Plus concrètement, je dois pouvoir trouver en ligne la qualité de l’air dans mon quartier : c’est une donnée accessible, mais je dois aussi pouvoir réutiliser tout un jeu de données pour lancer villes-les-moins-polluées.fr : ce sont des données réutilisables librement.
Des données ouvertes aux algorithmes ouverts
L’open data est un vieux combat. Vous aurez remarqué qu’un autre sujet prend de l’ampleur : une fois que l’on dispose de la donnée, on veut en faire quelque chose, et souvent on code un programme. L’administration tourne de plus en plus aux algorithmes. Ce sujet a récemment fait surface avec Parcoursup, le jeu d’algorithmes controversé qui décide de l’avenir des lycéens après le bac. En entrée, il prend le classement de chaque étudiant. En sortie, il interroge à la suite les lycéens pour afficher un établissement supérieur à chacun.

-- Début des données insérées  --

PR #6773, opened 2022-11-22
Doc: OGR_L_GetArrowStream(): clarify lifecycle (fixes #6772)

### LINKED ISSUE #6772: Clarify lifecycle of ArrowArray and ArrowSchema structures in columnar access API
In the developer documentation for the stream interface, I see:

> Unless otherwise specified by a particular driver implementation, the ArrowArrayStream structure, and the ArrowSchema or ArrowArray objects its callbacks have returned, should no longer be used (except for potentially being released) after the [OGRLayer](https://gdal.org/doxygen/classOGRLayer.html) from which it was initialized has been destroyed (typically at dataset closing).

However, in the [stream specification](https://arrow.apache.org/docs/format/CStreamInterface.html#result-lifetimes), I see:

> The data returned by the get_schema and get_next callbacks must be released independently. Their lifetimes are not tied to that of the ArrowArrayStream.

The lifecycle of the ArrowArrayStream makes sense (and aligns with the Arrow Database Connectivity spec, which requires that a "statement" be kept alive for the lifecycle of the underlying stream); however, the assumption of an independent Array/Schema lifecycle is important. For example, many conversions from pyarrow to other Python objects never copy this object (this is also true in R, where we create objects that are backed by the ArrowArray whose data is never copied).

I think this is probably what is already being done (as judged mostly by lack of segfaults in my testing in R); however it would be nice to solidify that in the documentation if this is the case.

(Discussion came up here: https://github.com/geopandas/pyogrio/pull/155 )

rouault:


ogr/ogrsf_frmts/generic/ogrlayer.cpp
```diff
@@ -6139,11 +6139,17 @@ const char* OGRLayer::GetLastErrorArrowArrayStream(struct ArrowArrayStream*)
...
- * OGRLayer from which it was initialized has been destroyed (typically at dataset
- * closing). Furthermore, unless otherwise specified by a particular driver
+ * otherwise specified by a particular driver implementation, the get_schema(),
+ * get_next() and get_last_error() function pointers of the ArrowArrayStream
+ * structure should no longer be used after the OGRLayer, from which the
+ * ArrowArrayStream structure was initialized, has been destroyed (typically at
+ * dataset closing). The reason is that those function pointers will typically
+ * point to methods of the OGRLayer instance.
+ * However, the ArrowSchema and ArrowArray structures filled from those callbacks
+ * can potentially be used and released after the destruction of the
```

Heureusement, comme pour l’open data, la loi oblige l’administration à publier ses codes sources, en tout cas les plus importants d’entre eux : ceux qui conduisent à des décisions individuelles. Contrairement aux grandes entreprises, l’État est un bien commun et ses algorithmes ne sont pas une propriété intellectuelle à protéger.
Ils se cachent où, ces fameux algorithmes ?
On l’a vu, Parcoursup en est un bon exemple. Un autre qui jusqu’à cette année concernait tout le monde, c’est la taxe d’habitation.

Si vous comprenez l’articulation de ce document, félicitations ! Notamment cette “valeur locative brute” qui s’est trompée d’époque (en bref, elle considère que les loyers ont autant augmenté dans le centre Finistère qu’à Paris 16…). Pour vous aider, une explication en ligne de cette taxe vient d’être construite.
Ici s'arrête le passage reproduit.